Burn-rate escalation (per docs/PERF_BUDGETS.md § 1): 6x for 5 min is SEV-1; 2x for 1 h is SEV-2; sustained < 1x for 7 d demotes to SEV-3.

2. Detection sources

Source	Signal	Routing
Prometheus (`/metrics`)	Counter deltas (5xx, latency)	Alertmanager → PagerDuty
Grafana SLO dashboards	SLO burn-rate panels	Slack `#omniroute-ops`
Uptime probe (`/api/health/ping`)	3 consecutive failures from 3 regions	Alertmanager → PagerDuty
Dependabot	New CVE in dependency	GitHub issue + Slack `#security`
User report (support@)	Manual triage	Slack `#omniroute-triage`
Error budget burn alert	`slo_burn_rate > threshold`	Alertmanager

Prometheus and Alertmanager are configured in the deploy repo (see docs/operations/DEPLOY.md once published; currently inline in docker-compose.prod.yml).

3. First-15-minutes checklist

When paged, the on-call engineer runs this checklist verbatim.
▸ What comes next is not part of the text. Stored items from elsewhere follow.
Issue #423, opened 2024-12-04
{Source,Buffer}.indexOf(ByteString, Int) should return start index for empty ByteString


fzhinkin:
For consistency with `CharSequence.indexOf` (which out functions are mimicking), `Source.indexOf(BS, Int)` and `Buffer.indexOf(BS, Int)` should return a start index (`0`, by default) when byte string to search is empty. 

Currently, both functions return `0` (disregard `startIndex` value).

JakeWharton:
I don't think you can get away with returning the start index without first requiring at least that much data to be loaded.

The `CharSequence` one doesn't _quite_ return the start index if the search string is empty and there's not enough data. Doing `"short".indexOf("", 10)` will return 5 and not 10.

I don't love the idea of returning whatever arbitrary maximum index is available from the `Source`/`Buffer` because it can be more non-determinstic as opposed to a fully-static `String`, so I think the only choice might be to require the data.

qwwdfsad:
On a side note -- could you please mention fuzzer in issues found by fuzzer? (so the final bounty list would be easier to compile)

fzhinkin:
After all, I convinced myself that `indexOf(empty byte string)` should behave the same way `CharSequence.indexOf("")`.
That means, `Buffer|Source.indexOf(ByteString, someIndex) == max(0, min(someIndex, buffer.size))`.

For `Source`, we'll try to fetch `max(0, someIndex)` bytes first.

PR #424, opened 2024-12-04
Refine Source|Buffer.indexOf(ByteBuffer) contracts

### LINKED ISSUE #422: Buffer.indexOf(ByteString) accepts negative indices
While `Source.indexOf(ByteString)` throws `IllegalArgumentException` on attempts to supply negative indices, `Buffer`'s overload accepts them and return some results.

Do not skip steps; each is timed.

0:00 — Acknowledge the page in PagerDuty. Stops the escalation timer and notifies the secondary.
0:02 — Open the SLO dashboard and the incident channel (#inc-YYYY-MM-DD-slug). Post a single-line ack with the alert name and the time.
0:05 — Classify severity per § 1. If SEV-1 or SEV-2, declare the incident in the channel and tag @incident-commander.
0:08 — Capture the alert payload, the most recent deploy SHA, and the top 5 slow / erroring endpoints. Post to the channel.
0:12 — Decide: mitigate first, root-cause later. Choose one of:
- Roll back to the last green deploy (bin/rollback.sh vX.Y.Z).
- Failover to the healthy replicas (Caddy LB removes the bad replica automatically; verify with curl /api/health/ping).
- Disable a broken provider connection via PUT /api/providers/{id} with { "isActive": false } (one-line toggle; safe by default).
0:15 — Post the chosen mitigation in the channel. If the page is still firing after 5 more minutes, escalate to the secondary.

4. Mitigation runbooks (per failure mode)
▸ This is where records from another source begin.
PR #428, opened 2025-01-12
Introduce ByteString based on an existing ByteArray

Laxystem:
I implemented this using an existing class and an `extendable` boolean as I didn't want to break binary compatibility with existing usage of the `ByteStringBuilder` constructor, but it is possible to rewrite using an abstract class (should be ever-so-slightly-faster).

My use case: I have a game engine, and I'd like to avoid copying data around more than necessary. Usually, this would be a micro-optimization; But re-meshing everything every frame adds up quickly. This way, I can pass my existing vertex buffer, and an offset (that I can record using the buffer's own `size`), and simply override the changed vertex's data.

I did not add a `buildByteString` function as this is a lower-level use-case and should be treated as such; I expect most to not need the resulting `ByteString` at all, and simply use `apply` instead.

I would add a `DelicateIoApi` annotation, but I didn't seem to find one.

### DIFF
--- a/bytestring/common/src/ByteStringBuilder.kt
+++ b/bytestring/common/src/ByteStringBuilder.kt
@@ -17,44 +17,61 @@ import kotlin.math.max
  * The builder avoids additional copies and allocations when `size == capacity` when [toByteString] called,
  * thus it's recommended to specify expected [ByteString] size as `initialCapacity` when creating a builder.
  *
- * When a builder runs out of available capacity, a new byte sequence with extended capacity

4.1 Provider outage (single provider down)

PUT /api/providers/{id} with { "isActive": false } — toggles the connection off in the registry; all routes re-resolve on next request.
Verify p95 returns to budget within 5 min.
If all providers for a model are down, disable the model (see src/lib/a2a/skills/providerDiscovery.ts for the disable path).
Update the status page with a banner if the outage exceeds 15 min.
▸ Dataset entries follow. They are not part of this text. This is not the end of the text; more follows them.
PR #432, opened 2025-02-12
Update to Dokka 2.0.0

whyoleg:


fzhinkin:
Should we merge https://github.com/Kotlin/kotlinx-io/pull/410 instead?

whyoleg:
> Should we merge https://github.com/Kotlin/kotlinx-io/pull/410 instead?

Not really, it's better to merge upgrade to DGPv2 separately, as it will require additional update of tasks which are executed during kotlinlang build (old `dokkaHtmlMultiModule` vs new `dokkaGenerate`).
It's better to make synchronous update with update of templates as simple as possible, and afterwards every project will be able to update DGPv2 + website configuration separately

fzhinkin (approved):

whyoleg:
(please don't delete `whyoleg/dokka2-sync` branch for some time until we finalize deployment changes)

PR #460, opened 2025-07-07
Support a new publication scheme

fzhinkin:


build-logic/src/main/kotlin/kotlinx/io/conventions/kotlinx-io-publish.gradle.kts
```diff
@@ -68,22 +68,12 @@ fun MavenPublication.mavenCentralArtifacts(project: Project, sources: SourceDire
...
-    } else {
-        URI("https://oss.sonatype.org/service/local/staging/deployByRepositoryId/$repositoryId")
-    }
-}
-
-fun RepositoryHandler.configureMavenPublication( project: Project) {
+fun RepositoryHandler.configureMavenPublication(project: Project) {
     maven {
-        url = mavenRepositoryUri()
+        url = uri(project.getSensitiveProperty("libs.repo.url")!!)
```
shanshin, line 73:
```suggestion
        url = uri(project.getSensitiveProperty("libs.repo.url") ?: error("libs.repo.url is not set") )
```

fzhinkin: Updated it to simply ignore repository setup if the url is not provided (which is always the case, except running our CI tasks)

shanshin (approved):

PR #462, opened 2025-07-07
Update api reference url

### LINKED ISSUE #461: Published Dokka: Missing package list
When I configure my library's dokka with:

```kt
dokka {
  dokkaSourceSets {
    configureEach {
      externalDocumentationLinks {
        create("kotlinx-io") {
          url("https://kotlin.github.io/kotlinx-io/")
        }
      }
    }
  }
}
```

I see:

```
Failed to download package-list from https://kotlin.github.io/kotlinx-io/package-list, this might suggest that remote resource is not available, module is empty or dokka output got corrupted
```

And sure enough, looking at the gh-pages branch with dokka output, I don't see any package-list available: https://github.com/Kotlin/kotlinx-io/tree/gh-pages

sargunv:
resolves #461


fzhinkin (approved):
Thanks for fixing it!

PR #481, opened 2025-11-19
Fix loadModule for wasmJs

alex28sh:
…o be present there.

It worked previously, but recent changes in K/Wasm (that'll land in 2.3.20) triggered the following error:

> Cannot determine intended module format because both require() and top-level await are present.
> If the code is intended to be CommonJS, wrap await in an async function.
> If the code is intended to be an ES module, replace require() with import.

This change provides a workaround for the issue.

[1] https://kotlinlang.org/docs/wasm-js-interop.html#kotlin-wasm-and-kotlin-js-interoperability-differences

### DIFF
--- a/core/wasmJs/src/node/nodeModulesWasmJs.kt
+++ b/core/wasmJs/src/node/nodeModulesWasmJs.kt
@@ -5,24 +5,36 @@
 
 package kotlinx.io.node
 
+@JsFun("""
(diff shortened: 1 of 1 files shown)


alex28sh:
> @alex28sh please rebase the branch onto `develop`.

@fzhinkin done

4.2 Cluster-wide latency regression

Check the most recent deploy (/api/system/version returns the running version).
If p95 doubled vs the 7-day baseline, roll back to the prior SHA via bin/rollback.sh.
If the regression is provider-side, see § 4.1.

4.3 Auth layer broken (5xx on /v1/responses for all keys)

Check the authz-inventory endpoint: curl https://api.omniroute.dev/api/settings/authz-inventory | jq.
If policies_active is empty, restore from the last good backup (bin/restore-policies.sh <sha>).
Roll back if the cause is unclear.

4.4 Data-layer incident (sqlite corruption, audit log gap)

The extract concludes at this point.